ROSS, unbothered by the loss of its strategically insignificant token, lifted its robotic arms high and towards the Asber flag whipping in the strong breeze.  Chef continued to skip from side-to-side, hoping to dodge the incoming blow.  However, ROSS was not interested in attacking the Pansear directly.  Rather, it descended, withdrew its claws slightly, and bashed the turf with its bulky appendages, sending seismic waves out through the entire compound.  Chef was unprepared, and after getting bounced around by the undulating earth, could feel his rage already starting to build.  Meanwhile, the camp sprung to life, with every officer and soldier coming outside to find the source of the ruckus.  Eta Carinae turned his attention away from the battle for a second to explain the situation to a particularly grizzled commander.

Chef did not let the new crowd distract him; to the contrary, he felt more at home.  As a waiter dishes a platter, so Chef swept his arm before his body, releasing a couple of pesky, flame sprites that seemed to chuckle in sparks.  The mini fires bobbled forwards and impacted right between ROSS’s eyes, causing a small black mark to appear.  Again, ROSS felt its pain sensors flare up slightly, but it was hardly concerned with such a measly blow.  Engaging its telepathic intrusion software, it found a way to discreetly enter Chef’s brain, where he gave the chimp a far more aggravating migraine.  Chef began to screech as he felt ROSS puppet him without even laying a claw on the culinary whiz.  Even as the pain receded, he seethed, and the dust particles surrounding his feet became ashes.
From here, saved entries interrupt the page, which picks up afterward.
PR #3560, opened 2019-03-18
Fix crash opening generate dialog for bitmap fonts

khaledhosny:
Opening generate font dialog for a bitmap font currently crashes when FontForge is build without WOFF2 support. This is because existing code assumes the last element in `savefont_extensions` array equals `ff_none` and depends on it, but when built without WOFF2 support that array will be one element short and bad things happen.

Fixed by making the calling code more robust, and also removing the `#ifdefs` from the array; it should have the same number of elements regardless of the build options (yay for having more optional features).

### DIFF
--- a/fontforge/savefont.c
+++ b/fontforge/savefont.c
@@ -68,9 +68,7 @@ const char *savefont_extensions[] = { ".pfa", ".pfb", ".res", "%s.pfb", ".pfa", 
 	".t42", ".t11",
 	".ttf", ".ttf", ".suit", ".ttc", ".dfont", ".otf", ".otf.dfont", ".otf",
 	".otf.dfont", ".svg", ".ufo", ".ufo2", ".ufo3", ".woff",
-#ifdef FONTFORGE_CAN_USE_WOFF2
 	".woff2",
-#endif
 	NULL };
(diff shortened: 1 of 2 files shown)


fontforge/savefont.c
```diff
@@ -84,9 +82,7 @@ const char *savefont_extensions[] = { ".pfa", ".pfb", ".bin", "%s.pfb", ".pfa",
 	".ufo2",
 	".ufo3",
 	".woff",
-#ifdef FONTFORGE_CAN_USE_WOFF2
 	".woff2",
-#endif
```
skef: I'm not thrilled about this. Seems better to
```
#ifdef FONTFORGE_CAN_USE_WOFF2	
	".woff2",
#else
	NULL,
#endif
```
No harm in an extra NULL to preserve the length.

khaledhosny: Not sure if it gains us much. With my change `font.generate("font.woff2")` does nothing, with your proposed change it generates a *Type 1* font with the `font.woff2` extension

khaledhosny: In the GUI, the WOFF2 entry is greyed either way.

Even though he was already teetering on the edge of a tantrum, Chef was able to collect his thoughts enough so as to re-evaluate his game plan.  In a process eerily similar to the computerized testing ROSS had executed only a few minutes earlier, Chef took inventory of the strengths and weaknesses he had so far come across in ROSS.  As he worked, ROSS prepared to continue its onslaught.  It began a spin cycle with its arms, the two bludgeoning weapons becoming blurs as he pushed his axles to their maximum speed.  Chef did see the attack coming with a couple of moments to spare, and tried to moonwalk his way out of the bruising, but ROSS had the upper hand.  He mauled Chef with an incredible amount of force, sending him, a golf ball, towards the ring of military personnel.  Chef hit the ground before he reached them, went through a couple of graceless log rolls, and then brought himself back to his feet.  He eyed ROSS with murder on his mind and fire in his hands.

*End of Round 1*

Vipera Magnifica OO






Health: 84%
Energy: 82%
(Metal Gear ROSS) Metang [X] <Clear Body> @Lucky Egg
Status: Initial experimentation yielding positive results.  Burned (3%/round)

Metallica Fanboy OO






Health: 60%
Energy: 92%
(Angriest TV Chef) Pansear [M] <Gluttony> @Fire Stone
Status: Living up to his nickname in no time at all. Special Attack +2​
Arena Notes:
-ROSS’s Lucky Egg has rolled over beside a jeep.
-More soldiers have joined the crowd, attracted by the Earthquake.  They may become angry if the arena is destroyed any further.

Ref Notes:
-Let me know if you’d rather me refer to the two Pokemon as something other than Chef and ROSS.
-I interpreted Metallica Fanboy’s commands to mean that Chef would have used Will-O-Wisp on the first action if ROSS had already dropped his item, so ROSS did not.  I also figured that a Metang would be able to deduce that fairly quickly, owing to the two brains and all that.
-The energy costs of Facade and Knock Off were multiplied by 2 and 1.5 respectively.
-Angriest TV Chef took exactly 40% damage this round, so he did not hit the Damage Cap.
-VM commands next.  You can just post them this time, no need for avian support.


----------



## Vipera Magnifica (Jan 15, 2016)

ROSS, after analysis, I have concluded that your primary objective should be to maximize offensive output while minimizing potential risks. The enemy can deal catastrophic damage with Flamethrower, so expect to be more or less cremated this round.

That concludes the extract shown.